In a document issued by Princess Milica ( 1389–1393) and her sons Stefan Lazarević and Vuk Lazarević to the Monastery of St. Panteleimon on Mount Athos, many settlements were donated to the monastery and confirmed as property of the Lazarević dynasty. Several villages in the Toplica župa are mentioned as property, and then, in the župa of Dubravnica, Bogoslava and Vrgbala are listed as donated villages, and then several in the Dubočica župa. As Toplica and Dubočica were larger and more important, their names with time suppressed the names of Reke and Dubravnica in that area. There existed another Dubravnica župa from Paraćin to Stalać and Ražanj, in which a battle was fought against the Ottomans in 1380.

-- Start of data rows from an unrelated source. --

PR #5085, opened 2021-03-02
rcd: Added systemd notification during the 'rclone rcd' command call.

### LINKED ISSUE #5073: systemd notify in rcd

Running latest stable and a couple of betas on various machines.

I've got a systemd unit that starts `rclone rcd`.  
I've got other systemd units that depend on the first one, which use `rclone rc mount/mount` in order to mount various remotes.  

Right now I have to add `sleep` commands before all the `rclone rc` commands because they run before the RCD is able to accept them.  

`rclone rcd` should send systemd service notifications when it's ready and when it's quitting, just like `rclone mount` does.

Navdevl:
rcd: Added systemd notification during the 'rclone rcd' command call. This also fixes #5073 

Signed-off-by: Naveen Honest Raj <naveendurai19@gmail.com>

When running `rclone rcd` command, there is no systemd notification sent. There are cases where the end user depends on such systemd notification and this enhancement I worked on in this PR will come in handy.

Yes, it is discussed here. (https://github.com/rclone/rclone/issues/5073#issuecomment-788024498)

#### Checklist

### DIFF
--- a/cmd/rcd/rcd.go
+++ b/cmd/rcd/rcd.go
@@ -3,10 +3,13 @@ package rcd
 import (
 	"context"
 	"log"
+	"sync"
 
+	sysdnotify "github.com/iguanesolutions/go-systemd/v5/notify"
 	"github.com/rclone/rclone/cmd"
 	"github.com/rclone/rclone/fs/rc/rcflags"
 	"github.com/rclone/rclone/fs/rc/rcserver"
+	"github.com/rclone/rclone/lib/atexit"
 	"github.com/spf13/cobra"
 )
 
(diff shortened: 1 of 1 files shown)


Navdevl:
@darthShadow Should I also be adding tests for asserting the `systemd` notification is sent?

darthShadow:
I don't think that's necessary since we don't have it for the mountlib too.

Going through this, I wonder if we should move the code to the server wait function so it can be used for all serve commands too instead of only rcd but that's beyond the scope of the issue.

The changes look good otherwise, thanks.

@ncw will have to check if anything else is required or if this is good to go as-is.

ivandeex:
Sorry. Converted to draft by mistake.

ncw:
> I don't think that's necessary since we don't have it for the mountlib too.
> 
> Going through this, I wonder if we should move the code to the server wait function so it can be used for all serve commands too instead of only rcd but that's beyond the scope of the issue.

I think that would be a good idea.
 
> The changes look good otherwise, thanks.

I will merge them as-is so we get them in.

Would you like to refactor it @darthShadow or  @Navdevl  along the above lines?

Navdevl:
@ncw I'd love to work on this. I am very new to the language as well as to the rcloud codebase. If I could get some little directions, I can definitely pick it up on the refactoring.

darthShadow:
It won't be as straight-forward as this simply because there are multiple files to touch so please create a new issue so that we can get a list of the files that need modifying. Once we have identified the files, the change in them should be straight-forward.

ncw:
I've made a new issue here @Navdevl https://github.com/rclone/rclone/issues/5117 if you want to have a go at it. I've assigned you to it @darthShadow to be project member in charge :-)

Navdevl:
@ncw Thank you for raising an issue. I'll follow up on that and work on the part.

Felix Kanitz travelled the area and described it as "this, today inappropriate name (Pusta reka, "desolate river"), the region received after its Serb population migrated in 1738 to Hungary. That its land is arable, is shown from the older village names northeast of Zlata and the stream that flows from there [Žitni potok]; that it was densely populated prior to emigration is evident from many old Serbian names of places, ruins, many legends and myths". It is probable that Pusta Reka was called simply Reke prior to 1738. The adjective pust found in toponyms means "abandoned, uninhabited". The area was almost abandoned with the Great Serbian Migration under Patriarch Arsenije III Crnojević.